Considering those kinds of built-in delays, some Law Division judges agree the division is working as efficiently as it can to ensure cases don’t stall in one stage of litigation or another.

“I just don’t know how we could physically go any faster,” Circuit Judge Eileen M. Brewer said.

However, Circuit Judge Kathy M. Flanagan said she sees some potential areas for improvement.

While only about 5 percent of all cases that come through the division make it to trial, all cases have to go through discovery. And it’s that process that has become “so humongous that it actually has taken the place of the trial itself in many cases,” Flanagan said.

“People want to leave no stone unturned,” she said. And while it is certainly important to allow reasonable time to conduct thorough discovery, Flanagan said it becomes “an occupationwide problem” if attorneys are allowed to persistently conduct discovery that may not be useful or admissible come trial time.

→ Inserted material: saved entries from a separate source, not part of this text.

PR #4925, opened 2026-03-06
impl(gax-internal): a macro for the client tracing layer

coryan:
Introduce a macro to simplify the client tracing layer. With this macro and a few changes in the generator we can have spans, duration metrics, and logs in all the GAPICs. The attributes will need some work.

Towards #4795 and #4760 

Sorry, some large moves of helper functions for testing.

### DIFF
--- a/src/gax-internal/src/observability/client_signals.rs
+++ b/src/gax-internal/src/observability/client_signals.rs
@@ -75,7 +75,7 @@ pub use with_client_signals::WithClientSignals;
 /// [Span]: [tracing::Span]
 #[macro_export]
 macro_rules! client_request_signals {
-    ($info:expr, $options:expr, $client:expr, $method:expr, $rpc_method:expr) => {{
+    ($info:expr, $options:expr, $client:literal, $method:literal, $rpc_method:expr) => {{
         use $crate::observability::attributes::keys::*;
         use $crate::observability::attributes::{
             GCP_CLIENT_LANGUAGE_RUST, GCP_CLIENT_REPO_GOOGLEAPIS, OTEL_KIND_INTERNAL,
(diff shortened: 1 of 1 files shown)


src/gax-internal/src/observability/client_signals.rs
```diff
@@ -22,6 +22,101 @@ pub use duration_metric::DurationMetric;
...
+        };
+        let start = $crate::observability::RequestStart::new(
+            $info,
+            $options,
+            concat!(env!("CARGO_CRATE_NAME"), "::", $client, "::", $method),
+        );
+        let span = tracing::info_span!(
+            "client_request",
+            "gax.client.span" = true, // Marker field
+            { OTEL_NAME } = concat!(env!("CARGO_CRATE_NAME"), "::", $client, "::", $method),
```
westarle, line 92: nit: since concat takes literals, you might be able to change the types to $client:literal / $method:literal and maybe improve the error.

src/gax-internal/src/observability/client_signals.rs
```diff
@@ -22,6 +22,101 @@ pub use duration_metric::DurationMetric;
...
+        use $crate::observability::attributes::{
+            GCP_CLIENT_LANGUAGE_RUST, GCP_CLIENT_REPO_GOOGLEAPIS, OTEL_KIND_INTERNAL,
+            RPC_SYSTEM_HTTP, otel_status_codes::UNSET,
+        };
+        let start = $crate::observability::RequestStart::new(
+            $info,
+            $options,
+            concat!(env!("CARGO_CRATE_NAME"), "::", $client, "::", $method),
+        );
+        let span = tracing::info_span!(
```
westarle: nit
```suggestion
        let span = ::tracing::info_span!(
```

src/gax-internal/src/observability/client_signals.rs
coryan: Done.

src/gax-internal/src/observability/client_signals.rs
coryan: Done.

PR #4927, opened 2026-03-06
chore: bump librarian version circa 2026-03-06

coryan:


src/generated/cloud/secretmanager/v1/src/transport.rs
```diff
@@ -321,44 +337,44 @@ impl super::stub::SecretManagerService for SecretManagerService {
...
+                        Segment::SingleWildcard,
+                        Segment::Literal("/locations/"),
+                        Segment::SingleWildcard,
+                        Segment::Literal("/secrets/"),
+                        Segment::SingleWildcard,
+                    ],
+                )?;
+                let path = format!("/v1/{}", var_name,);
+
+                let _resource_name = format!("//secretmanager.googleapis.com/v1/{}", var_name,);
```
coryan: @haphungw @westarle I think I saw some discussion about the correct format for these. That `v1/` looks spurious. Thoughts?

FWIW, the `_resource_name` is unused at the moment [^1], so we can ignore the problem.

[^1]: It is used in this function, so one thing is to rename it, but once stored in `RequestOptionsExtension` it goes unused by any of the downstream code.

src/generated/devtools/cloudbuild/v1/src/transport.rs
```diff
@@ -50,39 +50,40 @@ impl super::stub::CloudBuild for CloudBuild {
...
-                        &[Segment::SingleWildcard]
-                    )?,
-                );
+                let var_project_id = try_match(
+                    Some(&req).map(|m| &m.project_id).map(|s| s.as_str()),
+                    &[Segment::SingleWildcard],
+                )?;
+                let path = format!("/v1/projects/{}/builds", var_project_id,);
+
+                let _resource_name = format!("",);
```
coryan: It seems like the resource should be the project?


```suggestion
                let path = format!("/v1/projects/{}/builds", var_project_id,);

                let _resource_name = format!("projects/{}", var_project_id);
```

???

@haphungw @westarle

src/generated/cloud/secretmanager/v1/src/transport.rs
haphungw: yes you're right, `v1` is not supposed to be here. i'll look into it.

src/generated/devtools/cloudbuild/v1/src/transport.rs
haphungw: i've only been looking at the results for `compute` and `dns`. will investigate further.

“Proportionality is a big, big concept,” she said. “The discovery you want has to be proportional to the kind of case it is and the expense of retrieving it. We’ve just been mired in this continuous slogging on through paper, paper, paper. It has to come to an end because otherwise, you can go into infinity never having a final resolution of a case until parties just exhaust themselves.”

To alleviate those issues, she said, judges and lawyers should both remember the fundamental purpose for discovery.

“It is not supposed to be a game of hide and seek. It’s not supposed to be one-upmanship. It’s not supposed to be just total obstruction from one side to the other,” she said. “It’s supposed to be the parties are expected to work together to decide what is really necessary.”

While Jeanette Turner’s case has experienced several of these hindering factors throughout its life in the circuit court, Stephen Lane said he wouldn’t characterize any actions by either party as unreasonable.

But, considering what happened to Turner, he said there were likely some chances to move more quickly that no one identified as they set out to simply do their jobs.

“There were opportunities that I’m sure were in there that nobody thought about that could have resolved the case a little bit sooner, and a little bit sooner would have been enough,” he said. “I will go to my grave regretting that.”